Re: [PATCH v2 7/9] qemu_conf: Introduce a knob to set SCHED_CORE

Daniel P. Berrangé <berrange@xxxxxxxxxx> · Wed, 13 Jul 2022 18:22:24 +0100

On Mon, Jun 27, 2022 at 12:44:39PM +0200, Michal Privoznik wrote:
> Ideally, we would just pick the best default and users wouldn't
> have to intervene at all. But in some cases it may be handy to
> not bother with SCHED_CORE at all or place helper processes into
> the same group as QEMU. Introduce a knob in qemu.conf to allow
> users control this behaviour.
> 
> Signed-off-by: Michal Privoznik <mprivozn@xxxxxxxxxx>
> ---
>  src/qemu/libvirtd_qemu.aug         |  1 +
>  src/qemu/qemu.conf.in              | 14 ++++++++++
>  src/qemu/qemu_conf.c               | 42 ++++++++++++++++++++++++++++++
>  src/qemu/qemu_conf.h               | 11 ++++++++
>  src/qemu/test_libvirtd_qemu.aug.in |  1 +
>  5 files changed, 69 insertions(+)
> 
> diff --git a/src/qemu/libvirtd_qemu.aug b/src/qemu/libvirtd_qemu.aug
> index 0f18775121..ed097ea3d9 100644
> --- a/src/qemu/libvirtd_qemu.aug
> +++ b/src/qemu/libvirtd_qemu.aug
> @@ -110,6 +110,7 @@ module Libvirtd_qemu =
>                   | bool_entry "dump_guest_core"
>                   | str_entry "stdio_handler"
>                   | int_entry "max_threads_per_process"
> +                 | str_entry "sched_core"
>  
>     let device_entry = bool_entry "mac_filter"
>                   | bool_entry "relaxed_acs_check"
> diff --git a/src/qemu/qemu.conf.in b/src/qemu/qemu.conf.in
> index 04b7740136..01c7ab5868 100644
> --- a/src/qemu/qemu.conf.in
> +++ b/src/qemu/qemu.conf.in
> @@ -952,3 +952,17 @@
>  # DO NOT use in production.
>  #
>  #deprecation_behavior = "none"
> +
> +# If this is set then QEMU and its threads will run in a separate scheduling
> +# group meaning no other process will share Hyper Threads of a single core with
> +# QEMU. Each QEMU has its own group.
> +#
> +# Possible options are:
> +# "none" - nor QEMU nor any of its helper processes are placed into separate
> +#          scheduling group
> +# "emulator" - (default) only QEMU and its threads (emulator + vCPUs) are
> +#              placed into separate scheduling group, helper proccesses remain
> +#              outside of the group.
> +# "full" - both QEMU and its helper processes are placed into separate
> +#          scheduling group.
> +#sched_core = "emulator"

Talking to the OpenStack Nova maintainers I'm remembering that life is
somewhat more complicated than we have taken into account.

Nova has a variety of tunables along semi-independant axes which can
be combined

 * CPU policy: shared vs dedicated - this is the big one, with overcommit
   being the out of the box default. In both cases they apply CPU
   pinning to the QEMU VM.

   In the case of shared, they pin to allow the VM to float freely
   over all host CPUs, except for a small subset reserved for the host OS.
   This explicitly overcommits host resources.

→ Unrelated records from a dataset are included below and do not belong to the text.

PR #3627, opened 2026-08-16
client: list a plain object instead of claiming listings are unsupported

### LINKED ISSUE #3629: `pelican object ls <object>` returned empty against POSIXv2
As it says in the title - `pelican object ls <object>` returns empty against a POSIXv2 origin.

Appears to be an issue in the error handling: there's significant "work around XRootD" code that fails against a more WebDAV compliant origin.

bbockelm:
`pelican object ls <object>` against a POSIX v2 origin returns no listing. It reports:

```
Specification Error: Error code 5000: 405: object listings are not supported by the discovered origin
```

which is doubly wrong — the origin lists collections happily, and the path in question is simply an object rather than a collection.

### What happens

Listing a plain object PROPFINDs it. An origin that answers correctly returns 207 with a single, non-collection response describing the object itself. gowebdav's `ReadDir` treats the first response element as "self", and on finding self is not a collection it synthesizes a `PathError` carrying **405**. `classifyReadDirErr` read that as the server refusing to list.

The existing escape hatch only covered XRootD. XRootD answers `ReadDir` on a plain object with a **500**, which reaches the `Stat` fallback that surfaces a single `FileInfo` — hence listing an object works there. An origin whose PROPFIND is standards-correct never reaches that branch. Same shape as PelicanPlatform/pelican#3626 and PelicanPlatform/xrdcl-pelican#123: the client compensates for an XRootD-specific behavior, and POSIX v2's more correct answer falls through the gap.

### The change

Treat 405 the way 500 is already treated: stat the path first. If it is an object, emit it. Report unsupported listings only when the stat shows a collection, or cannot be performed at all.

An origin that genuinely refuses listings still produces the original error, because the collection it was asked to list stats as a directory and falls through — verified below, not just asserted.

### Testing

New `e2e_fed_tests/list_object_test.go` lists a plain object through a POSIX v2 federation. Confirmed **red before** the change with the exact error above, **green after**.

Regressions checked with the genuine-refusal and collection paths, all passing: `TestPosixv2ListingsCapabilityEnforcement` (origin without the Listings capability), `TestPosixv2OriginListingWithDirector`, `TestFailureOnOriginDisablingListings`, `TestObjectList`, `TestPelicanFS_ReadDir`.

Note for anyone running these locally on macOS: the federation-backed tests need the XRootD client plugin on the library path (`DYLD_FALLBACK_LIBRARY_PATH` pointing at an xrdcl-curl build, plus `XRD_PLUGINCONFDIR`). Without it they fail with ~30s timeouts that look environmental but are just the missing plugin.

### DIFF
--- a/client/handle_http.go
+++ b/client/handle_http.go
@@ -5769,9 +5769,16 @@ func classifyReadDirErr(cli *gowebdav.Client, remotePath string, err error) (fs.
 	if gowebdav.IsErrNotFound(err) {
 		return nil, error_codes.NewSpecification_FileNotFoundError(errors.New("404: object not found"))
 	}
-	if gowebdav.IsErrCode(err, http.StatusInternalServerError) {
-		// The origin returns 500 when asked to ReadDir on a plain object;
-		// fall back to Stat so we can still surface a single FileInfo for it.
+	// Two different errors can mean "this path is an object, not a
+	// collection". An XRootD origin answers ReadDir on a plain object with a
+	// 500. An origin that answers the PROPFIND correctly -- 207 with a single
+	// non-collection response for the object itself -- instead trips
+	// gowebdav's own check that "self" must be a collection, which surfaces as
+	// a synthesized 405. Neither is a refusal to list, and a Stat settles
+	// which case we are in before we report one.
+	isServerErr := gowebdav.IsErrCode(err, http.StatusInternalServerError)
+	isMethodNotAllowed := gowebdav.IsErrCode(err, http.StatusMethodNotAllowed)
+	if isServerErr || isMethodNotAllowed {
 		var info fs.FileInfo
 		statErr := retryWebDavOperation("Stat", func() error {
 			var err error
@@ -5779,13 +5786,16 @@ func classifyReadDirErr(cli *gowebdav.Client, remotePath string, err error) (fs.
 			return err
 		})
 		if statErr != nil {
-			return nil, errors.Wrap(statErr, "failed to stat remote path")
-		}
-		if !info.IsDir() {
+			if isServerErr {
+				return nil, errors.Wrap(statErr, "failed to stat remote path")
+			}
+			// For a 405 a failed stat only means we cannot show the path is an
+			// object; fall through and report that listings are unsupported.
+		} else if !info.IsDir() {
 			return info, nil
 		}
 	}
-	if gowebdav.IsErrCode(err, http.StatusMethodNotAllowed) {
+	if isMethodNotAllowed {
 		// We replace the error from gowebdav with our own because gowebdav
 		// returns "ReadDir /prefix/different-path/: 405" which is not very
 		// user friendly.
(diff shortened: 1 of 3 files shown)


bbockelm:
Pushed a second commit adding `e2e_fed_tests/backend_conformance_test.go`, and it changed my understanding of the scope.

**This was never posixv2-specific.** Sweeping the same matrix across backends, listing a plain object fails identically on **httpsv2**:

| backend | put | stat | list-collection | list-object | get |
|---|---|---|---|---|---|
| posixv2 | ✅ | ✅ | ✅ | ❌ → ✅ | ✅ |
| httpsv2 | ✅ | ✅ | ✅ | ❌ → ✅ | ✅ |

Both fail with the same `405: object listings are not supported by the discovered origin`, and every other cell passes. Verified by reverting the `classifyReadDirErr` change and re-running: exactly the two `list-object` cells go red.

That also explains a loose end — `client/fed_test.go:924-930` is a commented-out assertion, written against an **HTTPS** origin, expecting that 405 message verbatim. It looks like this was hit before on a second backend, encoded as expected behavior, and shelved.

**Why a matrix rather than another one-off test.** Every `DoList` call in the e2e suite targeted a collection; not one listed an object, on any backend. The per-backend files each cover whatever their author needed, so a common operation went untested everywhere at once. Sweeping one matrix means a new backend inherits the whole thing instead of starting from zero.

Measured gaps still open, for whoever wants them (not in this PR):

- **delete** — no `DoDelete` coverage in the posixv2, s3v2, httpsv2 or globusv2 e2e tests
- **cache × backend** — every cache test, v2 and XRootD, runs against posix/posixv2; s3v2 and globusv2 tests contain no cache references at all
- **stat** — no coverage in httpsv2 or globusv2

s3v2 (minio) and globusv2 (mock APIs) both stand their services up locally already, so they slot into the table by adding an entry; I stopped at the two that needed no new fixtures.

bbockelm:
Added **pstore** and **s3v2** to the conformance table. Both stand their dependencies up locally (pstore needs only a directory; s3v2 runs against minio and skips its row when minio is absent), so they cost an entry each.

With four backends in the table the blast radius is measured rather than guessed. Reverting the `classifyReadDirErr` fix and re-running:

| backend | put | stat | list-collection | list-object | get |
|---|---|---|---|---|---|
| posixv2 | ✅ | ✅ | ✅ | ❌ | ✅ |
| pstore | ✅ | ✅ | ✅ | ❌ | ✅ |
| s3v2 | ✅ | ✅ | ✅ | ❌ | ✅ |
| httpsv2 | ✅ | ✅ | ✅ | ❌ | ✅ |

**Listing a plain object was broken on every backend the suite can reach** — one column red, everything else green. With the fix, all four rows pass.

So `pelican object ls <object>` has been failing for every non-XRootD origin backend, not just POSIX v2. XRootD escapes only because it answers `ReadDir` on an object with a 500, which happens to hit the existing `Stat` fallback.

PR #3633, opened 2026-08-18
Move cookie to same-site lax

### LINKED ISSUE #3632: [Pelican v7.27.0] OIDC login loop for /view/cache due to Same-Site=Strict for Cilogon OAuth flow
When trying to do an OIDC login to a v7.27.0-rc.[01] Cache, after the redirect from a successful CILogon Authentication, the user ends up back at the Login page. If the user manually navigates to one of the Cache pages things work as normal.

Notes from Claude response: 

> SameSite=Strict on the login cookie causing it to not be sent to be sent with the /view/cache request, since it's coming back from CIlogon (cross-site)
> 
> [v7.26.0 L352](https://github.com/PelicanPlatform/pelican/blob/v7.26.0/web_ui/authentication.go#L352-L354) → [v7.27.0-rc.1 L476](https://github.com/PelicanPlatform/pelican/blob/v7.27.0-rc.1/web_ui/authentication.go#L476-L482) · [full diff](https://github.com/PelicanPlatform/pelican/compare/v7.26.0...v7.27.0-rc.1)
> 
> Additional note on why only the Cache is affected:
>
> ```go
> // ui.go:81  (was {"config", "origin", "cache"} in v7.26)
> adminAccessPages = []string{"config", "cache"}
> ```
> 
> The comment above it explains `origin` was pulled precisely because middleware-level gating "broke post-login flows whose returnURL pointed at the origin home." A Cache is now the only server whose *home page* is still middleware-gated, so it's the only one where a missing cookie turns into a redirect instead of a page that self-corrects via a same-site `/whoami` XHR. Also note the `pelican-session` cookie ([session.go:45](https://github.com/PelicanPlatform/pelican/blob/v7.27.0-rc.1/web_ui/session.go#L45-L46)) uses gin-contrib defaults (no SameSite → Lax), which is why the OIDC state survives and the login genuinely succeeds.

Rest of Cluade response: [OIDC_Loop_v7.27.0.md](https://github.com/user-attachments/files/31159136/OIDC_Loop_v7.27.0.md)

Related v7.27.0 Testing Jira sub-issue: https://opensciencegrid.atlassian.net/browse/OPS-524

CannonLock:
Fixes the authentication and maintains secure practices.

Needed to be fixed because a AI drive-by determined that we should have samesite strict which broke the authentication. We do not need samesite strict.

Does increase the possibility of security issues should someone add a mutating GET. It is standard practice to not make GETs change state though so I think we are fine.

### DIFF
--- a/web_ui/authentication.go
+++ b/web_ui/authentication.go
@@ -473,12 +473,28 @@ func setLoginCookie(ctx *gin.Context, userRecord *database.User, groups []string
 	}
 
 	// One cookie should be used for all path.
-	// SetSameSite must be called BEFORE SetCookie: gin reads the
-	// configured SameSite mode at SetCookie time, so setting it
-	// afterwards would emit the login cookie with no SameSite attribute
-	// (falling back to the browser default) instead of the intended
-	// Strict.
-	ctx.SetSameSite(http.SameSiteStrictMode)
+	//
+	// SetSameSite must be called BEFORE SetCookie: gin reads the mode at
+	// SetCookie time, so setting it afterwards emits no SameSite
+	// attribute at all and the browser default applies.
+	//
+	// Lax, NOT Strict — load-bearing for OIDC. This cookie is issued by
+	// the OAuth callback, reached via a redirect chain starting at the
+	// identity provider. Browsers compute SameSite context across the
+	// whole chain, so a cross-site hop withholds Strict cookies on every
+	// later hop (a server-side redirect can't launder it): the cookie is
+	// set but not sent on the navigation into the post-login page, which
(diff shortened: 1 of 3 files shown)


CannonLock:
Introduced in #3299 by accident when it fixed things to work as intended. Unfortunately the intended state was broken.

Fixes #3632

h2zh (approved):
LGTM. Manual tests look good. Failed CIs are irrelevant.

Outside the scope of this PR: I think auth middlewares other than `AuthHandler` should also guard with `IsSameOriginRequest`. It's not an emergency because modern browsers already withhold cookie with `SameSite=Lax` on cross-site POSTs.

   In the case of dedicated, they pin to give each vCPU a corresponduing
   unique vCPU. There is broadly no overcommit of vCPUs. non-vCPU threads
   may still overcommit/compete

 * SMT policy: prefer vs isolate vs required 

   For 'prefer', it'll preferentially pick a host with SMT and give
   the VM SMT siblings, but will fallback to non-SMT hosts if not
   possible

   For 'isolate', it'll keep all-but-1 SMT sibling empty of VCPUs
   at all times

   For 'require', it'll mandate a host with SMT and give the VM
   SMT siblings

 * Emulator policy: float vs isolate vs shared

   For 'follow', the emulator threads will float across pCPUs
   assign to the same guest's vCPUs

   For 'isolate', the emulator threads will be pinned to pCPU(s)
   separate from the vCPUs. These pCPU can be chosen in two
   different ways though

      - Each VM is strictly given its own pCPU just for its
        own emulator threads. Typically used with RealTime

      - Each VM is given pCPU(s) for its emulator thread that
        can be shared with other VMs. Typically used with
	non-RealTime

In terms of core scheduling usage

  - For the default  shared model, where all VM CPUs float and
    overcommit, if we enable core scheduling the capacity of
    a host decreases. Biggest impact is if there are many
    guests with odd-CPU counts, OR many guests with even CPU
    counts but with only 1 runnable CPU at a time.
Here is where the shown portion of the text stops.